Wine Quality Analysis with Python, AWS and Tableau

Wine quality is an important factor for both producers and consumers. The goal of this analysis is to explore which factors have the most impact on wine quality for a given dataset. The dataset includes a variety of features that may influence wine quality, such as pH, alcohol content, and the presence of certain chemicals. By analyzing the data, we aim to identify the key factors that contribute to high wine quality, as well as any potential correlations or trends. This analysis will be useful for wine producers who want to improve the quality of their wines, as well as for consumers who want to make informed purchasing decisions.

Check out this link for the final deliverable:

web link

Data Description

The data for this analysis was sourced from the UCI Machine Learning Repository.

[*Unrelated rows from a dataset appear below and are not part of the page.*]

PR #3206, opened 2020-12-23
bump up version to 3.08

erwincoumans:


akien-mga:
You forgot to bump the version in `btScalar.h`. Version bumps were also missing for 3.06 and 3.07 until fixed in `master` with #3168, maybe it would be good to document how version bumps should be done / write a script that validates it before tagging a release?

PR #3219, opened 2021-01-09
Fixed sphere sliders in Extended Tutorial: Incline Plane

derek-mcblane:
Sphere slider's are incorrect. Rolling/Spinning friction sliders both set restitution. Restitution slider is inactive.

Added callbacks for sphere's spinning and rolling friction sliders.
Set sphere restitution callback for slider.


derek-mcblane:
Please rebuild

derek-mcblane:
Linking to Issue #4397

PR #3220, opened 2021-01-10
btRaycastVehicle.cpp: forward impulse way too strong when sideImpulse==0

stephengold:
This pull request fixes a recently discovered bug in `btRaycastVehicle`. When a vehicle at rest starts moving, sometimes its forward impulse is much too large, causing it to immediately reach its steady-state speed.

In my application (a particular vehicle configuration on a level surface) the impulse was 140x too large about 18% of the time. The bug was highly reproducible: it happened for some starting locations on the surface but not for others. I tracked it back to line 612 of btRaycastVehicle.cpp: `m_sideImpulse[wheel]` was either `-0` (for bad starting locations) or roughly `-2e-09` (for good ones).

For such a tiny side impulse to reduce the forward impulse by 140x makes no sense, physically. I suspect the test in line 612 was originally a hand optimization from at time when the loop was scaling `m_sideImpulse[wheel]` only. Removing the test fixed the bug.


stephengold:
After 8 months, I'm curious why this PR hasn't been integrated. If the Bullet project is no longer accepting PRs from outsiders, or if it's no longer accepting PRs to "BulletDynamics/Vehicle", that would be nice to know.

stephengold:
@erwincoumans What's the next step for this PR?

stephengold:
Contact me by e-mail if you want the diff for this bugfix.

PR #3225, opened 2021-01-12
128 bits multiply optional optimisations for ARM64 proposal

devnexen:


glebm:
Does it improve the performance? 
Any reason not to `#define USE_ARM_64_ASM __aarch64__`?

devnexen:
Was more a WIP but finally does not bring much.

PR #3234, opened 2021-01-19
Fix TARGET_LINK_LIBRARIES for static linking

### LINKED ISSUE #3233: CMake does not TARGET_LINK_LIBRARIES if BUILD_SHARED_LIBS=OFF
`TARGET_LINK_LIBRARIES` should also be present for static linking

Example:

```cmake
IF (BUILD_SHARED_LIBS)
  TARGET_LINK_LIBRARIES(BulletCollision LinearMath)
ENDIF (BUILD_SHARED_LIBS)
```

This should just be:

```cmake
TARGET_LINK_LIBRARIES(BulletCollision LinearMath)
```

Otherwise, it's difficult to use Bullet statically from another project, the user must manually specify the correct order and all the dependencies. This also means when installing static `.a` libraries, the generated pkg-config files are wrong.

glebm:
Fixes link errors when using bullet built for static linking.

Fixes #3233


glebm:
@erwincoumans The travis build failed through no fault of this PR btw

PR #3237, opened 2021-01-20
CMake: Use Threads instead of pthread directly

glebm:
On some systems, such as Android, threads are not provided via `-lpthread`.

It includes 12 variables and 6495 rows that may influence the target "wine quality(0-10)", such as pH, alcohol content, and the presence of certain chemicals.

Project Structure

  • Extract data from UCI ML Repo and store data to an S3 bucket on AWS
  • Using Python to identify the top 3 variables that have the strongest relationship with wine quality
  • Transform Data using AWS Glue and Athena using SQL
  • Load cleaned data from Athena to Tableau to perform analysis and make dashboards
  • Host a website on S3 to showcase analysis results and dashboards

Screen Shot 2022-12-28 at 23 03 34

1. Data Extraction and storage

In this section, the data for red wine will be stored in the "red" bucket and white wine data in the "white" bucket Screen Shot 2022-12-29 at 22 08 17

2. Create Data Schema using AWS Glue

Screen Shot 2022-12-29 at 22 14 30

3. Transform Data using AWS Athena with SQL

  • We will use Glue to create a schema, then use Athena and SQL to ask analytical questions and generate data for analysis. The resulting data will be saved in an S3 bucket for future review. Here are our analytical questions:
    • Which three features have the highest correlation with wine quality? How does it affect the level of wine quality?
    • What is the relationship between alcohol level and wine quality?
    • What is the frequency distribution of the quality levels in both datasets?

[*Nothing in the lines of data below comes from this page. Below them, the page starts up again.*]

PR #620, opened 2018-05-24
Add html template to activity email notification

VicDeo:
Addresses https://github.com/owncloud/enterprise/issues/2396

To test:

0. Specify in user email and tick activity mail notifications at the personal page
1. create/delete/share some files or folders
2. run activity cron job


michaelstingl:
@VicDeo What do you mean by `run activity cron job`? How? I totally struggle triggering the SMTP delivery. mailhog is properly configured - I see the testmail for example. Can I modify something in the db to send mail faster? `oc_jobs` , `oc_jobs` or `oc_activity_mq` ?

VicDeo:
I mean `sudo -u www-data php cron.php` but an hour should pass if  **Send emails:**  for Activity is set to **hourly**

VicDeo:
text
text

html
html

michaelstingl:
Yeah, looks HTML-ified now, and picks up the installed theme:

mailhog

@VicDeo Could you verify, does it break the text-only activity template in the `templateeditor`?

VicDeo:
@michaelstingl it shouldn't. 
OTOH when a message has both HTML and text parts - most clients show HTML part by default.

templates/html.notification.php
```diff
@@ -0,0 +1,59 @@
...
+								$l->t('You are receiving this email because the following things happened at %s', [$_['owncloud_installation']])
+							) ?>
+						</p>
+						<ul>
+							<?php foreach ($_['activities'] as $activityData) { ?>
+							<li>
+								<?php print_unescaped($l->t('%1$s - %2$s', $activityData)); ?>
+							</li>
+								<?php if ($_['skippedCount']) { ?>
+									<li>
```
PVince81: this is shifted too far

VicDeo: thanks, fixed

VicDeo:
Rebased as `Merge` button was grayed.

PVince81:
@VicDeo please check whether unit tests can be added for that bit (sorry, I just remembered now)

VicDeo:
@PVince81 yep, I can add an assertion that message contains HTML part  to the existing test

VicDeo:
@PVince81 added an expectation to the `testSendEmailToUser`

Screen Shot 2022-12-29 at 22 17 25

3. Build heat map to analyze the correlation between features and wine quality

  • According to the heat map, the three features that have the highest correlation with red wine quality are alcohol, volatile acidity, and sulphate. Also, the the highest correlation with white wine quality are alcohol, density, and cholorides.

Screen Shot 2022-12-29 at 23 18 49

4. Connect AWS Athena with Tableau and build dashboards

Screen Shot 2022-12-29 at 22 24 32

Screen Shot 2022-12-29 at 22 24 58

5. Save dashboards into notebook and host website on S3 to showcase analysis results

web link

Screen Shot 2022-12-29 at 22 27 46

6. Conclusion

  1. The top three features that impact red wine quality are:
  • Alcohol content
  • Sulphates
  • Volatile Acidity
  1. The top three features that impact white wine quality are:
  • Alcohol content
  • Chlorides
  • Density

According to the analysis, we can conclude that for red wine, higher levels of alcohol and sulphate may be linked to better quality, while lower levels of volatile acid may also contribute to better quality. On the other hand, for white wine, higher levels of alcohol may be indicative of better quality, while lower levels of chlorides and density may also be associated with improved quality.

However, it is important to note that the relationship between these factors and wine quality is complex and can depend on various other factors such as the type of grape, winemaking techniques, and terroir. Therefore, it is essential to take into account all of the factors that may influence wine quality when making an assessment.